Na visão platônica, amor —e aprendizado— é Eros ou o desejo nascido pela beleza. Colocado em termos psicológicos por James Hillman, "uma visão exaltada da suprema beleza é uma idéia necessária para a composição da alma-artística que chamamos de existência": o aprendizado da existência é uma parte integral da composição da alma-artística. Essa beleza divina tem gerado amor, isto é, um desejo por si mesmo, em todas as coisas. Mesmo se Deus atrair o mundo a ele mesmo, e o Mundo é atraído, existe uma certa atração contínua (começando em Deus, emanando ao Mundo e retornando, no final, para Deus) que volta uma vez mais, como num círculo, ao mesmo lugar de onde saiu.

De acordo com o modelo da tábula rasa, a mente é um jarro vazio esperando para ser preenchido. De acordo com o modelo técnico, nós precisamos apenas aprender a aprender. De acordo com o modelo erótico, a finalidade da educação é o prazer e a fertilidade. Existem diferentes tipos de fertilidade. Existe uma fertilidade da natureza, a fecundidade de plantas e animais, mas também existe a fertilidade da alma. Quando a alma é fertilizada, torna-se plena, preenchida, isto é, grávida com o belo e espontaneamente produz trabalhos maravilhosos.

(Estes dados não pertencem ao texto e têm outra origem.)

PR #24694, opened 2025-10-14
Fix x0 register write bug in r_reg_next_diff ##debug

### LINKED ISSUE #17637: Wrong variable names substitution?

### LINKED ISSUE #18975: Cannot set X0 register while debugging AARCH64
## Environment

```
Thu Aug 12 10:55:14 AM CEST 2021
radare2 5.4.0-git 26622 @ linux-x86-64 git.5.4.0-git
commit: 078714d0b22c6cc2bfc66e3cb18439842a2046e4 build: 2021-08-12__10:29:54
Linux x86_64
```

## Description
When debugging a AARCH64 binary the register x0 cannot be modified.

The attached [ldp.zip](https://github.com/radareorg/radare2/files/6974122/ldp.zip) file contains a compiled binary for this architecture which can be used to launch a qemu to reproduce the bug:

`qemu-aarch64-static -singlestep -g 1234  binary`

On another shell, launch radare2 with the desired backend (gdb-multiarch or aarch64-linux-gnu-gdb)

`r2 -e asm.arch=arm -e asm.bits=64 -e bin.cache=true  -D gdb-multiarch gdb://127.0.0.1:1234`

Then attempt to modify the value of the `x0` register the register is not updated 

```
[0x00400078]> dr x0
0x00000000
[0x00400078]> dr x0=1
0x00000000 ->0x00000001
[0x00400078]> dr x0
0x00000000
```

If the same is performed on `x1` register, the register gets updated

```
[0x00400078]> dr x1
0x00000000
[0x00400078]> dr x1=1
0x00000000 ->0x00000001
[0x00400078]> dr x1
0x00000001
```

By capturing the traffic on the loopback interface it is possible to confirm that the command is not even being sent to the debugger when attempting to set the `x0` register. (see [wireshark.zip](https://github.com/radareorg/radare2/files/6974230/wireshark.zip))

[ldp.zip](https://github.com/radareorg/radare2/files/6974122/ldp.zip)
[wireshark.zip](https://github.com/radareorg/radare2/files/6974230/wireshark.zip)

vicky-dx:
Fix #18975, Fix #17637

This PR fixes two related issues:

1. **#18975** - Registers at offset 0 (like ARM64 x0) were being skipped during register write operations
2. **#17637** - Wrong variable name substitution in ARM64 frame pointer setup instructions

## Problem 1: x0 register write bug (#18975)

When debugging ARM64 binaries via GDB remote protocol, setting the x0 register with `dr x0=1` would not work, while other registers (x1, x2, etc.) worked fine.

### Root Cause
The `r_reg_next_diff()` function in `libr/reg/reg.c` was using `offset > prev_offset` to iterate through registers. When `prev_ri` is NULL (first iteration), `prev_offset` is 0. Since x0 is also at offset 0, the condition `0 > 0` would evaluate to false, causing x0 to be skipped.

### Solution
Changed the condition from `>` to `>=` to include registers at offset 0.

## Problem 2: ARM64 variable substitution (#17637)

Instructions like `add x29, sp, 0x20` (frame pointer setup) were incorrectly having variables substituted, showing `add x29, var_0h_2` instead of keeping the original instruction.

### Root Cause
The pseudo disassembly code in `libr/arch/p/arm/pseudo.c` was substituting variables in all address calculation instructions, including frame pointer setup which should be left unchanged.

### Solution
- Added `is_frame_pointer_setup()` helper function using `r_str_casestr()` for case-insensitive detection
- Skip variable substitution for `add`/`sub` instructions that setup frame pointers
- Pseudo-ize `add x29, sp, 0` to `mov x29, sp` for cleaner output
- Added test case in `test/db/cmd/feat_variables`

## Testing

- ✅ Verified x0 register can now be written in debug mode
- ✅ Verified frame pointer instructions no longer get variable substitution
- ✅ All existing tests pass
- ✅ New test added for ARM64 frame pointer behavior

### DIFF
--- a/test/db/formats/elf/thumb
+++ b/test/db/formats/elf/thumb
@@ -117,7 +117,7 @@ EXPECT=<<EOF
 push {r7, lr}
 add r7, sp, 0
 push {r7, lr}
-add r7, var_0h
+add r7, sp, 0
 EOF
 RUN
 


libr/arch/p/arm/pseudo.c
```diff
@@ -563,6 +563,24 @@ static char *subvar(RAsmPluginSession *s, RAnalFunction *f, ut64 addr, int oplen
...
+	// Don't substitute variables in address calculation instructions
+	// like "add x29, sp, 0x20" which sets up frame pointers
+	if (tstr) {
+		const char *comma = strchr (tstr, ',');
+		if (comma) {
+			comma = strchr (comma + 1, ',');
+			if (comma && !strchr (tstr, '[')) {
+				// This is a three-operand instruction without memory access brackets
+				// Check if it's an add/sub instruction
+				if (strstr (tstr, "add") == tstr || strstr (tstr, "sub") == tstr ||
```
trufae: move these strstrs into a separate function to make this conditional more readable. the comments can be simplified or even removed if the function name is clear enough. you can probably tolower tstr inside this function and strstr once

trufae:
Much cleaner now! If you can provide a test it will be great, otherwise im happy to merge it as is

vicky-dx:
> Much cleaner now! If you can provide a test it will be great, otherwise im happy to merge it as is

ok sure, working on it

trufae:
run r2r -i on the broken tests. i think new output is better, because [sp+0] is the return address

trufae:
please git rebase and update the tests

trufae:
oops. please rebase again

trufae:
the tests hasnt been updated :? run 'r2r -i ' on the failing ones

trufae:
Just one left: "r2r -i db/formats/elf/thumb "

vicky-dx:
> Just one left: "r2r -i db/formats/elf/thumb "
ok working on it,

trufae:
r2r -i db/formats/elf/thumb

trufae:
r2r -i  db/formats/elf/random

trufae:
this pr is fixing two issues. it will be good that when you get all tests pass, to squash all the changes in two separate commits. if you like i can do that. otherwise i can wait. but the changes look good to me

vicky-dx:
> this pr is fixing two issues. it will be good that when you get all tests pass, to squash all the changes in two separate commits. if you like i can do that. otherwise i can wait. but the changes look good to me

please can you do it for me, everything looks good on my PC, all test

trufae:
fixed the tests , squashed changes and merged into master by hand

Esta é a autêntica finalidade da educação, e este é o sentido do estoque de beleza da professora Hess, penso eu.

Em resumo, só vamos mudar se mudarmos todo esse sentido utilitarista e laboracional de educação; deveríamos ser educados não para trabalhar, mas para a contemplação e para o ócio: nenhum olho jamais viu o sol sem se tornar ele próprio um sol, nem pode a alma ver a beleza sem se tornar bela. Você precisa primeiro, tornar-se em tudo, semelhante à natureza e em tudo, belo, se você tem a intenção de ver Deus e a beleza.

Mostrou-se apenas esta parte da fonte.